In McHale’s first game since his daughter’s passing, the Mavericks lined up and welcomed him back, and that’s the thing about kids. They have unifying powers unlike any other. They’re the ultimate ice-breakers, conversation starters and bonding agent. They shatter barriers and when tragedy hits, shatter lives as well. Even the most difficult and grumpiest people will cheerfully let you into their world for as long as you want if you ask about their kids. Wallets exist because of a need of a place to tuck their photos.
And so the NBA, to this day, continues to gather around McHale much the way the country is tying a ribbon around Newtown. We can’t relate but we can feel. We don’t experience that kind of pain but it hurts just the same.
“The world is small,” said Ainge. “It’s almost like a village where everyone calls home. I don’t know what the families are going through because I haven’t been there, but I do have kids so I can imagine how challenging it must be. You never overcome, you never fill that hole. You just move on.”
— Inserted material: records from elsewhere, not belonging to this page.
Issue #415, opened 2024-02-05
Make quoting optional in the resource server spec


mkurapov:
## Context
During the WM work week it was decided to make quoting optional so that the WM flow would be less chatty. This requires changing how outgoing payments are created.

We need to change the OP spec for outgoing payment creation to allow to take in an object with an `incomingPaymentId` as well as a `debitAmount` (instead of only having the option of passing in a `quoteId`)

## Todos
- [ ] Change resource server spec to take in a `incomingPaymentId` as well as a `debitAmount` (in the cases where `quoteId` is not provided)

PR #455, opened 2024-04-02
feat: add option to create outgoing payment from incoming payment

BlairCurrey:
- changes spec and test to allow createing outgoing payment  from `incomingPaymentId`/`debitAmount` instead of only `quoteId`

## Context

fixes https://github.com/interledger/open-payments/issues/415

### DIFF
--- a/.prettierrc.yaml
+++ b/.prettierrc.yaml
@@ -1,1 +1,0 @@
-singleQuote: true
--- a/docs/src/content/docs/introduction/op-concepts.mdx
+++ b/docs/src/content/docs/introduction/op-concepts.mdx
@@ -90,12 +90,7 @@ When an `outgoing-payment` is completed against an open and active `incoming-pay
 
 To set up ILP as a payment method in OP, the following are required:
 
-- The <LinkOut href='https://interledger.org/developers/rfcs/ilp-addresses/'>ILP address
-  </LinkOut> of the payee’s ASE: The ILP address is required so that packets representing
-payments routed over the Interledger network will be forwarded to the node owned
-and operated by the intended receiver (i.e. payee's ASE). The `ilpAddress` field
-must be sent by the payee’s ASE in the `methods` object on an `incoming-payment`
-response.
+- The <LinkOut href='https://interledger.org/developers/rfcs/ilp-addresses/'>ILP address </LinkOut> of the payee’s ASE: The ILP address is required so that packets representing payments routed over the Interledger network will be forwarded to the node owned and operated by the intended receiver (i.e. payee's ASE). The `ilpAddress` field must be sent by the payee’s ASE in the `methods` object on an `incoming-payment` response.
 - Shared secret: A cryptographically secured secret exchanged between the sender and receiver to ensure that packets sent over the Interledger network through a <LinkOut href='https://interledger.org/developers/rfcs/stream-protocol/'>STREAM</LinkOut> connection can only be read by the two parties. The payee’s ASE must return the `sharedSecret` field in the `methods` object on an `incoming-payment` response.
 - The payee's ASE must return the value `ilp` in the `type` field of the `methods` object on an `incoming-payment` response.
 - The payer's ASE must send the value `ilp` in the `method` field when creating a `quote`.
--- a/openapi/resource-server.yaml
+++ b/openapi/resource-server.yaml
@@ -291,27 +291,60 @@ paths:
                   quoteId: 'https://ilp.rafiki.money/quotes/ab03296b-0c8b-4776-b94e-7ee27d868d4d'
                   metadata:
                     externalRef: INV2022-02-0137
+              Create an outgoing payment based on an incoming payment:
+                value:
+                  walletAddress: 'https://ilp.rafiki.money/alice/'
+                  incomingPaymentId: 'https://ilp.rafiki.money/incoming-payments/8d4e4776-2e55-4e5a-bcbe-8348ed1e86de'
+                  debitAmount:
+                    value: '2500'
+                    assetCode: USD
+                    assetScale: 2
+                  metadata:
+                    externalRef: INV2022-02-0137
             schema:
-              type: object
-              properties:
-                walletAddress:
-                  $ref: ./schemas.yaml#/components/schemas/walletAddress
-                quoteId:
-                  type: string
-                  format: uri
-                  description: The URL of the quote defining this payment's amounts.
-                metadata:
-                  type: object
-                  additionalProperties: true
-                  description: Additional metadata associated with the outgoing payment. (Optional)
-              required:
-                - quoteId
-                - walletAddress
-              additionalProperties: false
+              oneOf:
+                - type: object
+                  properties:
+                    walletAddress:
+                      $ref: ./schemas.yaml#/components/schemas/walletAddress
+                    quoteId:
+                      type: string
+                      format: uri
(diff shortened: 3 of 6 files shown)


packages/open-payments/src/client/outgoing-payment.test.ts
```diff
@@ -280,38 +281,58 @@ describe('outgoing-payment', (): void => {
...
-      ${{ description: 'Some description', externalRef: '#INV-1' }}
-      ${undefined}
-    `('creates outgoing payment', async ({ metadata }): Promise<void> => {
-      const outgoingPayment = mockOutgoingPayment({
+      quoteId      | incomingPaymentId    | debitAmount    | metadata                                                      | createSource
+      ${quoteId_}  | ${undefined}         | ${undefined}   | ${{ description: 'Some description', externalRef: '#INV-1' }} | ${'quote'}
+      ${quoteId_}  | ${undefined}         | ${undefined}   | ${undefined}                                                  | ${'quote'}
+      ${undefined} | ${incomingPaymentId} | ${debitAmount} | ${undefined}                                                  | ${'incoming payment'}
+    `(
+      'creates outgoing payment from $createSource',
```
BlairCurrey, line 298: refactors our create outgoing payment test to not assume `quoteId`. Now either `quoteId` or `incomingPaymentId`/`debitAmount` are passed into the test as parameters.

BlairCurrey:
converted to draft while i clarify some requirements (and most likely) update a few things to meet them.

openapi/resource-server.yaml
```diff
@@ -291,27 +291,60 @@ paths:
                   quoteId: 'https://ilp.rafiki.money/quotes/ab03296b-0c8b-4776-b94e-7ee27d868d4d'
                   metadata:
                     externalRef: INV2022-02-0137
+              Create an outgoing payment based on an incoming payment:
+                value:
+                  walletAddress: 'https://ilp.rafiki.money/alice/'
+                  incomingPaymentId: 'https://ilp.rafiki.money/incoming-payments/8d4e4776-2e55-4e5a-bcbe-8348ed1e86de'
```
sabineschaller, line 297: can we just call that `incomingPayment` without the `Id`-part? I think that is confusing.

openapi/resource-server.yaml
```diff
@@ -291,27 +291,60 @@ paths:
...
-              required:
-                - quoteId
-                - walletAddress
-              additionalProperties: false
+              oneOf:
+                - type: object
+                  properties:
+                    walletAddress:
+                      $ref: ./schemas.yaml#/components/schemas/walletAddress
+                    quoteId:
```
sabineschaller, line 310: I think in that vain, we should probably also rename that to just be `quote`?

sabineschaller (commented):
Just some renaming suggestions.

openapi/resource-server.yaml
BlairCurrey: I have always found this confusing as well (I would assume id is the uuid) but I think it's the most consistent, and I think `incomingPayment` would also be confusing. 

Looking at the rest of the spec ids are generally referring to urls. such as `id` on the `incomingPayment` object and `quoteId` on the outgoing payment object.

Personally I would opt for `incomnigPaymentUrl` or `incomnigPaymentUri` as `incomingPayment` seems like it would be the full object (which itself has an id which is a url). I guess a counterpoint is the `walletAddress` which i see is used for both a url and an object. Although I would argue that shouldn't be emulated.

BlairCurrey: still mulling this over...

sabineschaller: Good point, `...Url` or `...Uri` is probably the best way to name it. It's a bit breaking change though... Maybe we keep it at `...Id` for now and bring it up during the Open Payments call

njlie: I think that  `incomingPayment` without any specifiers like `id` in the name is pretty open to interpretation, so long as we're consistent. [Stripe mixes it up between a fully expanded object or just an id between fields in the same object](https://docs.stripe.com/api/charges/object), for example. So in our case I think we could have it be a URL if we wanted.

mkurapov: :+1: for `-Url`

BlairCurrey: In our planning call we decided on `incomingPayment` because its clearer and no less consistent than `incomingPaymentId`. Doing `incomingPaymentUrl` would be a new pattern and would require substantial renaming. Will discuss in the Open Payments call and tackle that in a separate issue, if any.

openapi/resource-server.yaml
BlairCurrey: I was going to rename this to `quote` to make this endpoint consistent internally but this will be harder than I initially realized. We are currently tightly coupled to the [open payments snippets repo](https://github.com/interledger/open-payments-snippets) via [these links in our `<ChunkedSnippets>` in the docs](https://github.com/interledger/open-payments/blob/main/docs/src/content/docs/guides/make-recurring-payments.mdx?plain=1#L168-L180).

This means if we rename to `quote`, the docs will be wrong until we update open payments snippets. Not great really. I think we have two options:

- not rely on the open payments snippets in our docs 

OR

- if we want to depend on the open payments snippets, make the snippets a package in this repository

Just to be clear, the snippets reflect whatever version of the open-payments package it has as a dependency. That can be behind the latest. That's fine. It's those references in the docs which assume the Open Payments snippets are up to date with the latest changes here which is the problem.

BlairCurrey: To be clear I don't intend on tackling any of this here - just explaining why I opted not to rename to `quote`. If we make any changes along these lines we can do so in another task.

.prettierrc.yaml
BlairCurrey, line 1: it's already defined in package.json (along with more rules)

docs/src/content/docs/introduction/op-concepts.mdx
```diff
@@ -90,12 +90,7 @@ When an `outgoing-payment` is completed against an open and active `incoming-pay
 
 To set up ILP as a payment method in OP, the following are required:
 
-- The <LinkOut href='https://interledger.org/developers/rfcs/ilp-addresses/'>ILP address
-  </LinkOut> of the payee’s ASE: The ILP address is required so that packets representing
-payments routed over the Interledger network will be forwarded to the node owned
-and operated by the intended receiver (i.e. payee's ASE). The `ilpAddress` field
-must be sent by the payee’s ASE in the `methods` object on an `incoming-payment`
-response.
+- The <LinkOut href='https://interledger.org/developers/rfcs/ilp-addresses/'>ILP address </LinkOut> of the payee’s ASE: The ILP address is required so that packets representing payments routed over the Interledger network will be forwarded to the node owned and operated by the intended receiver (i.e. payee's ASE). The `ilpAddress` field must be sent by the payee’s ASE in the `methods` object on an `incoming-payment` response.
```
BlairCurrey, line 93: Just fixes a prettier error: https://github.com/interledger/open-payments/actions/runs/8710067273/job/23891288640

Kind of weird - it failed here before I merged in main. But worked locally. Then when I merged main in it started failing locally. So a couple mysteries:

1. how did it get in main in the first place? should have failed in ci on branch
2. why did my pr fail before I had main merged in?

sabineschaller (approved):
Thank you! Let's resolve that whole `id` mess in a subsequent PR.

Issue #454, opened 2024-04-02
Prepare @interledger/open-payments lib for use with manifest V3


mkurapov:
## Context
There are a few blockers when trying to use the @interledger/open-payments in the Web Monetization extension with the V3 manifest. The following should be investigated/completed before we fan support the library in the WM V3 extension.

## Todos

- [ ] Replace axios in the library since `XMLHttpRequest` is unavailable in service workers (that the extension uses), which Axios relies on:

https://developer.mozilla.org/en-US/docs/Web/API/XMLHttpRequest_API
https://developer.chrome.com/docs/extensions/develop/migrate/to-service-workers#replace-xmlhttprequest

Possible solutions:
* ✅ using something like [ky](https://github.com/sindresorhus/ky) (http client built on top of fetch with hooks - beforeRequest, afterRequest …)  _(ky is the selected option as it provides a good API for hooks that allow us to sign requests in the SDK before making API calls)_

* the option to pass an adapter when initializing the clients https://www.npmjs.com/package/@vespaiach/axios-fetch-adapter
* move to fetch - we will have to write our own interceptors

- [ ] Make schema validation optional in the SDK. This is for the following reasons:

### Failed solution for schema validation:

- [ ] Update the `@interledger/openapi` library to not need to use `$Ref` parser library at runtime:

> The $Ref parser library is using @jsdevtools/ono which is calling eval [under the hood](https://github.com/search?q=repo%3AJS-DevTools%2Fono%20eval&type=code). For Manifest V2, I had to add the unsafe-eval option for the extension CSP (which we shouldn’t really ship with) and everything is working fine. If this option is removed we would not be able to load the schemas.
For Manifest V3, this is not going to be that straight-forward. eval [is not allowed in Manifest V3](https://developer.chrome.com/docs/extensions/reference/manifest/content-security-policy#extension_pages_policy):
The extension_pages policy cannot be relaxed beyond this minimum value. In other words, you cannot add other script sources to directives, such as adding 'unsafe-eval' to script-src. If you add a disallowed source to your extension's policy, Chrome will throw an error like this at install time

> The $Ref parser can not resolve the schema path:
When moving to MV3, the library can not load the YAML schemas:
[...]

PR #461, opened 2024-04-18
feat(open-payments): replace axios with ky

mkurapov:

First part of making the open payments SDK usable in the web extension manifest V3:
Replace axios with a wrapper for native fetch ([ky](https://github.com/sindresorhus/ky)). This is due to the fact that in the web extension we cannot use `XMLHttpRequest`  that axios uses, but native fetch is (of course) supported.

At first Ainge thought McHale would sit out the season. Then Ainge realized he underestimated the therapeutic powers of normalcy and being among people and in an atmosphere that can serve to soothe.
“Kevin and his wife Lynn are strong people and will be shining examples to others,” said Ainge. “They may not see that through their heartbreak right now but I believe eventually they will, and they need to be, for their family and other families going through this.”
McHale and the Rockets paid a visit to New York, not far away from Newtown, to play the Knicks in a game famous for Jeremy Lin’s return to the place that made him a folk hero. The real dramatic comeback, though, was by a coach hauling around a heavy heart and was too choked up to reveal how much it weighed.